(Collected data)

Issue #586, opened 2019-11-05
Standardize 'appsody stop' help text format


skoh7645:
Apply standard created for CLI commands' help text under issue #463, to the `appsody stop` command

PR #641, opened 2019-11-15
appsody stop: refactor help text

skoh7645:
Refactor help text for the `appsody stop` command

Fixes: #586


cmd/stop.go
```diff
@@ -23,12 +23,16 @@ func newStopCmd(rootConfig *RootCommandConfig) *cobra.Command {
...
-		Short: "Stops the local Appsody docker container for your project",
-		Long: `Stop the local Appsody docker container for your project.
+		Short: "Stop the local running Appsody container.",
+		Long: `Stop the local running Appsody container for your project.
 
-Stops the docker container specified by the --name flag. 
-If --name is not specified, the container name is determined from the current working directory (see default below).
-To see a list of all your running docker containers, run the command "docker ps". The name is in the last column.`,
+By default, the command stops the Appsody container that was launched from the project in your current working directory. 
+To see a list of all your running Appsody containers, run the command "appsody ps". The names of you running Appsody projects are in the second column.`,
```
Kamran64: nit: you --> your

cmd/stop.go
```diff
@@ -23,12 +23,16 @@ func newStopCmd(rootConfig *RootCommandConfig) *cobra.Command {
 	// stopCmd represents the stop command
 	var stopCmd = &cobra.Command{
 		Use:   "stop",
-		Short: "Stops the local Appsody docker container for your project",
-		Long: `Stop the local Appsody docker container for your project.
+		Short: "Stop the local running Appsody container.",
+		Long: `Stop the local running Appsody container for your project.
```
doveye: Think some clarity is needed here, but not sure what! Either:
"Stop the local, running Appsody container for your project."  (ie, it's local and it's running)
or
"Stop the local-running Appsody container for your project."  (ie, it's running locally, as opposed to something running remotely)

cmd/stop.go
```diff
@@ -23,12 +23,16 @@ func newStopCmd(rootConfig *RootCommandConfig) *cobra.Command {
...
 
-Stops the docker container specified by the --name flag. 
-If --name is not specified, the container name is determined from the current working directory (see default below).
-To see a list of all your running docker containers, run the command "docker ps". The name is in the last column.`,
+By default, the command stops the Appsody container that was launched from the project in your current working directory. 
+To see a list of all your running Appsody containers, run the command "appsody ps". The names of your running Appsody projects are in the second column.`,
```
doveye: Is it not obvious which column contains the names? Could be risky saying which column they're in, in case it changes (as it already has, judging by the original text!) If it's not obvious, does the column have a heading that you could use instead? Also, "containers" and "projects" are both used to mean the same thing in one sentence - suggest changing "projects" to "containers". eg:
"The container names are shown in the "blah" column."

skoh7645: It is obvious which column contains the names, I have removed this sentence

* **What the task asks**
A precise copy of all the records is needed.

* **Result of the task**
Issue #586, opened 2019-11-05
Standardize 'appsody stop' help text format


skoh7645:
Apply standard created for CLI commands' help text under issue #463, to the `appsody stop` command

PR #641, opened 2019-11-15
appsody stop: refactor help text

skoh7645:
Refactor help text for the `appsody stop` command

Fixes: #586


cmd/stop.go
```diff
@@ -23,12 +23,16 @@ func newStopCmd(rootConfig *RootCommandConfig) *cobra.Command {
...
-		Short: "Stops the local Appsody docker container for your project",
-		Long: `Stop the local Appsody docker container for your project.
+		Short: "Stop the local running Appsody container.",
+		Long: `Stop the local running Appsody container for your project.
 
-Stops the docker container specified by the --name flag. 
-If --name is not specified, the container name is determined from the current working directory (see default below).
-To see a list of all your running docker containers, run the command "docker ps". The name is in the last column.`,
+By default, the command stops the Appsody container that was launched from the project in your current working directory. 
+To see a list of all your running Appsody containers, run the command "appsody ps". The names of you running Appsody projects are in the second column.`,
```
Kamran64: nit: you --> your

cmd/stop.go
```diff
@@ -23,12 +23,16 @@ func newStopCmd(rootConfig *RootCommandConfig) *cobra.Command {
 	// stopCmd represents the stop command
 	var stopCmd = &cobra.Command{
 		Use:   "stop",
-		Short: "Stops the local Appsody docker container for your project",
-		Long: `Stop the local Appsody docker container for your project.
+		Short: "Stop the local running Appsody container.",
+		Long: `Stop the local running Appsody container for your project.
```
doveye: Think some clarity is needed here, but not sure what! Either:
"Stop the local, running Appsody container for your project."  (ie, it's local and it's running)
or
"Stop the local-running Appsody container for your project."  (ie, it's running locally, as opposed to something running remotely)

cmd/stop.go
```diff
@@ -23,12 +23,16 @@ func newStopCmd(rootConfig *RootCommandConfig) *cobra.Command {
...
 
-Stops the docker container specified by the --name flag. 
-If --name is not specified, the container name is determined from the current working directory (see default below).
-To see a list of all your running docker containers, run the command "docker ps". The name is in the last column.`,
+By default, the command stops the Appsody container that was launched from the project in your current working directory. 
+To see a list of all your running Appsody containers, run the command "appsody ps". The names of your running Appsody projects are in the second column.`,
```
doveye: Is it not obvious which column contains the names? Could be risky saying which column they're in, in case it changes (as it already has, judging by the original text!) If it's not obvious, does the column have a heading that you could use instead? Also, "containers" and "projects" are both used to mean the same thing in one sentence - suggest changing "projects" to "containers". eg:
"The container names are shown in the "blah" column."

skoh7645: It is obvious which column contains the names, I have removed this sentence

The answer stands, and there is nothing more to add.